PR #820, opened 2018-04-09
OCaml 4.06 (-safe-string) + Jane Street 0.11.x library compatibility + minor fixes

drvink:
# Do not merge, needs review!

This depends on other changes:

* `FrontC`: `safe-string` compatibility (needs vendoring)
* `optcomp`: `safe-string` compatibility (needs vendoring unless diml/optcomp#4 is merged)
* `piqi`: `safe-string` compatibility (works if pinned to dev repo)
* `piqilib`: `safe-string` compatibility (works if pinned to dev repo)
* `ppxlib`: restoration of `ocamlbuild` plugin (needs vendoring)


lib/bap_primus/bap_primus_lisp_program.ml
```diff
@@ -150,8 +150,8 @@ let pp_term pp_exp ppf = function
 let pp_word = pp_term Int64.pp
 let pp_var = pp_term String.pp
 
-let rec concat_prog =
-  List.concat_map ~f:(function
+let rec concat_prog p =
```
ivg: yet another definition rejected by https://github.com/ocaml/ocaml/pull/556 PR.

lib/bap_primus/bap_primus_lisp_program.ml
```diff
@@ -359,7 +359,7 @@ module Reindex = struct
         rename v >>= fun v ->
         map x >>| fun x ->
         {t with data = Set (v,x)}
-    and map_all = State.List.map ~f:map in
+    and map_all xs = State.List.map xs ~f:map in
```
ivg: rejected since ocaml/ocaml#556

lib/bap_primus/bap_primus_sexp.ml
```diff
@@ -89,4 +89,4 @@ let rec sexp_of_exp = function
       sexp_of_exp x;
       sexp_of_exp y;
     ]
-and sexps_of_exps = List.map ~f:sexp_of_exp
+and sexps_of_exps exps = List.map exps ~f:sexp_of_exp
```
ivg: rejected since ocaml/ocaml#556

lib/bap_traces/bap_trace_meta.ml
```diff
@@ -41,7 +41,7 @@ module Binary = struct
        @\nmd5sum: %s\
        @\n@[<2>\
        args:   %a@]\
-       @\n@[<2>envp:@\n%a@]@]@\n}" t.path (Digest.to_hex t.md5sum) Args.pp t.args Envp.pp t.envp
+       @\n@[<2>envp:@\n%a@]@]@\n}" t.path t.md5sum Args.pp t.args Envp.pp t.envp
```
ivg: This will print digest as a string of bytes instead of a nice and common to us hex representation of the MD5sum

lib/bap_types/bap_helpers.ml
```diff
@@ -545,7 +545,7 @@ module Simpl = struct
     and while_  c ss = match exp c with
       | Int x when Word.is_zero x -> []
       | c -> [While (c, bil ss)]
-    and bil = List.concat_map ~f:stmt in
+    and bil stmts = List.concat_map stmts ~f:stmt in
```
ivg: yet another ocaml/ocaml#556 rejection

lib/monads/monads.mli
```diff
@@ -726,9 +726,9 @@ module Std : sig
             evaluation is unspecified.  *)
         val all : ('a,'e) m t -> ('a t, 'e) m
 
-        (** [all_ignore cs] performs all computations in [cs] in an
+        (** [all_unit cs] performs all computations in [cs] in an
             unspecified order, and discards the results. *)
-        val all_ignore : ('a,'e) m t -> (unit,'e) m
+        val all_unit : ('a,'e) m t -> (unit,'e) m
```
ivg: we need to preserve the old interface, otherwise we need to release Monads 2.0. 
I don't like the idea of bumping the major version just because of changes in Core.

lib/regular/regular_cache.ml
```diff
@@ -35,7 +35,7 @@ end
 module Digest = struct
   include String
 
-  let make s = s |> Digest.string |> Digest.to_hex
+  let make s = s |> Md5.digest_string |> Md5.to_hex
```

__Problem description__
Every line from the data above that contains "function" must appear in the answer.

__The answer__
@@ -150,8 +150,8 @@ let pp_term pp_exp ppf = function
-  List.concat_map ~f:(function
@@ -89,4 +89,4 @@ let rec sexp_of_exp = function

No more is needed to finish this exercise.